### Recorded data
************
Issue #10965, opened 2025-06-25
Support `where` constraints on trait instance declarations


rywiese:
Flix supports `where` constraints on function declarations, [for example](https://doc.flix.dev/associated-types.html#equality-constraints)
************
### Work to be completed
In the data above, how many lines carry the string "constraints"? Only the number should be given.

### Response to the task
2